───── Data provided

PR #514, opened 2023-06-06
Added Length validator to the String field class

mese79:
I've added the marshmallow's `Length` validator to the String class in shared fields.  
So, if an empty string is passed for a *required* string field, it will raise the length validation error.
```python
from bioimageio.spec import rdf

author_schema = rdf.schema.Author()
valid = author_schema.validate({
    'name': '',
    'email': 'nobody@gmail.com',
})
print(valid)
# {'name': ['Shorter than minimum length 1.']}
```


FynnBe (changes requested):
We should enforce the string's min_length independent of `required`. 
I would be unexpected to accept an empty string, when the field is annotated with `min_length=1`, only because the string is not required.

mese79:
Ok, I've made a simple change. Please check if this is what you have in mind.

bioimageio/spec/shared/fields.py
```diff
@@ -225,7 +225,15 @@ class Raw(DocumentedField, marshmallow_fields.Raw):
 
 
 class String(DocumentedField, marshmallow_fields.String):
-    pass
+    def __init__(self, *, min_length: int = 1, **super_kwargs):
+        validate = super_kwargs.get("validate", None)
+        if isinstance(validate, typing.Iterable):
```
FynnBe, line 230: I suppose the `validate is None` case is missing...
```suggestion
        if validate is None:
            validate = []
        elif isinstance(validate, typing.Iterable):
```

FynnBe (approved):

FynnBe:
The tests fail, because the URI fields inherites from String and does not implement __len__ ...
I will either fix this later or the changes for the next release will supersede this entirely.

mese79:
I've made an edit: for some the raw_nodes I implemented __len__ methods and for some fields that are subclass of the String I removed the Length validator from the validation list (although this might be not the best solution).

PR #523, opened 2023-09-26
requests: set User-Agent to "ci"  in a CI environment

FynnBe:
helps with https://github.com/bioimage-io/collection-bioimage-io/issues/627


bioimageio/spec/shared/_resolve_source.py
```diff
@@ -466,7 +466,11 @@ def _download_url(uri: raw_nodes.URI, output: typing.Optional[os.PathLike] = Non
             # download with tqdm adapted from:
             # https://github.com/shaypal5/tqdl/blob/189f7fd07f265d29af796bee28e0893e1396d237/tqdl/core.py
             # Streaming, so we can iterate over the response.
-            r = requests.get(str(uri), stream=True)
+            headers = {}
+            if os.environ.get("CI", "false").lower() in ("1", "t", "true", "yes", "y"):
```
oeway, line 470: Can we also support something like `BIOIMAGEIO_USER_AGENT` to override the CI behavior?

PR #529, opened 2023-10-17
Disable url suffix checks

FynnBe:
Due to the recent Zenodo API changes zenodo file urls now terminate with "/content". 
Our current caching mechanism saves them with the filename "content" which leads to issues when validating a files suffix.

Instead of fixing caching I decided to quickly remove all suffix validation as we are close to releasing the major 0.6 version soon (that moves caching entirely to bioimageio.core).

### DIFF
--- a/bioimageio/spec/VERSION
+++ b/bioimageio/spec/VERSION
@@ -1,3 +1,3 @@
 {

──────────

◆ **Problem requirements**
Go through the records and copy each line with "from" in it.

◆ **Response area**
from bioimageio.spec import rdf
The tests fail, because the URI fields inherites from String and does not implement __len__ ...
I've made an edit: for some the raw_nodes I implemented __len__ methods and for some fields that are subclass of the String I removed the Length validator from the validation list (although this might be not the best solution).
             # download with tqdm adapted from:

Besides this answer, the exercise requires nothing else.